Shame, it is my favourite was to access cc


----------



## potsy (1 Sep 2013)

Stonechat said:


> Shame, it is my favourite was to access cc


Fixed now


----------



## Shaun (1 Sep 2013)

http://www.cyclechat.net/threads/tapatalk-reinstalled-and-updated.138714/


----------



## the_mikey (2 Sep 2013)

Yay, this is good news!


----------



## Stonechat (2 Sep 2013)

That's good


----------



## ColinJ (2 Sep 2013)

Isn't Tapatalk just an app to reformat forums for mobile devices, and if so, what does it offer beyond what the new 'responsive' design used by CC offers?


----------



## phil_hg_uk (2 Sep 2013)

ColinJ said:


> Isn't Tapatalk just an app to reformat forums for mobile devices, and if so, what does it offer beyond what the new 'responsive' design used by CC offers?



The writing is to small on my 7" tablet and hitting links that are small is a bit hit and miss using a browser, also Tapatalk alerts me of PM's etc through the phones status bar and Tapatalk provide hosting for any pics I want to post.


----------



## the_mikey (2 Sep 2013)

Tapatalk is faster, has a simple interface that matches the rest of the phone and I have a battery friendly white text on black background theme


----------



## ColinJ (2 Sep 2013)

phil_hg_uk said:


> The writing is to small on my 7" tablet and hitting links that are small is a bit hit and miss using a browser, also Tapatalk alerts me of PM's etc through the phones status bar and Tapatalk provide hosting for any pics I want to post.





the_mikey said:


> Tapatalk is faster, has a simple interface that matches the rest of the phone and I have a battery friendly white text on black background theme


Ah, ok ... I don't really use the phone much online and the Tab works fine with the normal web interface. I think if I were going to use the phone more, then I would take a look at Tapatalk, but I will give it a miss for now.


----------



## phil_hg_uk (2 Sep 2013)

ColinJ said:


> Ah, ok ... I don't really use the phone much online and the Tab works fine with the normal web interface. I think if I were going to use the phone more, then I would take a look at Tapatalk, but I will give it a miss for now.



I can also post URL's without any problems


----------



## the_mikey (2 Sep 2013)

ColinJ said:


> Ah, ok ... I don't really use the phone much online and the Tab works fine with the normal web interface. I think if I were going to use the phone more, then I would take a look at Tapatalk, but I will give it a miss for now.
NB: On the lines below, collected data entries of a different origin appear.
PR #16592, opened 2024-01-23
Simplify WindowEmperor::HandleCommandlineArgs

lhecker:
This simplifies the function in two ways:
* Passing `nCmdShow` from `wWinMain` alleviates the need to interpret
  the return value of `GetStartupInfoW`.
* `til::env::from_current_environment()` calls `GetEnvironmentStringsW`
  to get the environment variables, while `to_string()` turns it back.
  Calling the latter directly alleviates the need for this round-trip.

### DIFF
--- a/src/cascadia/WindowsTerminal/WindowEmperor.cpp
+++ b/src/cascadia/WindowsTerminal/WindowEmperor.cpp
@@ -5,14 +5,10 @@
 #include "WindowEmperor.h"
 
 #include "../inc/WindowingBehavior.h"
-
 #include "../../types/inc/utils.hpp"
-
 #include "../WinRTUtils/inc/WtExeUtils.h"
-
 #include "resource.h"
 #include "NotificationIcon.h"
-#include <til/env.h>
 
 using namespace winrt;
 using namespace winrt::Microsoft::Terminal;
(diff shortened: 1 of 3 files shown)


src/cascadia/WindowsTerminal/WindowEmperor.cpp
```diff
@@ -5,14 +5,10 @@
...
 
 #include "../inc/WindowingBehavior.h"
-
 #include "../../types/inc/utils.hpp"
-
 #include "../WinRTUtils/inc/WtExeUtils.h"
-
 #include "resource.h"
 #include "NotificationIcon.h"
-#include <til/env.h>
```
lhecker, line 15: There didn't seem to be a system to the newlines between the includes, so I removed them. Let me know if I should revert this.

src/cascadia/WindowsTerminal/WindowEmperor.cpp
```diff
@@ -98,20 +94,8 @@ bool WindowEmperor::HandleCommandlineArgs()
         }
     }
 
-    // Get the requested initial state of the window from our startup info. For
-    // something like `start /min`, this will set the wShowWindow member to
-    // SW_SHOWMINIMIZED. We'll need to make sure is bubbled all the way through,
-    // so we can open a new window with the same state.
-    STARTUPINFOW si;
-    GetStartupInfoW(&si);
-    const uint32_t showWindow = WI_IsFlagSet(si.dwFlags, STARTF_USESHOWWINDOW) ? si.wShowWindow : SW_SHOW;
```
lhecker, line 107: FYI There's one slight difference between this implementation and the way `nCmdShow` is generated. `__scrt_get_show_window_mode`'s default value is `SW_SHOWDEFAULT`. I believe in our case that difference doesn't really matter though.

Uvaistd24:
***@***.***

zadjii-msft (approved):

DHowett (approved):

Do what suits you best, and yes, my phone just alerted me to your reply!


----------



## ColinJ (2 Sep 2013)

the_mikey said:


> Do what suits you best, and yes, my phone just alerted me to your reply!


Hang on - if the phone alerts you, then surely something must be running in the background checking for messages of interest to you, in which case, how does it do that and not gobble battery life?

I have my Tab set up so that the wifi etc. are off while it is 'sleeping' and that gives me about 10 hours of use between charges.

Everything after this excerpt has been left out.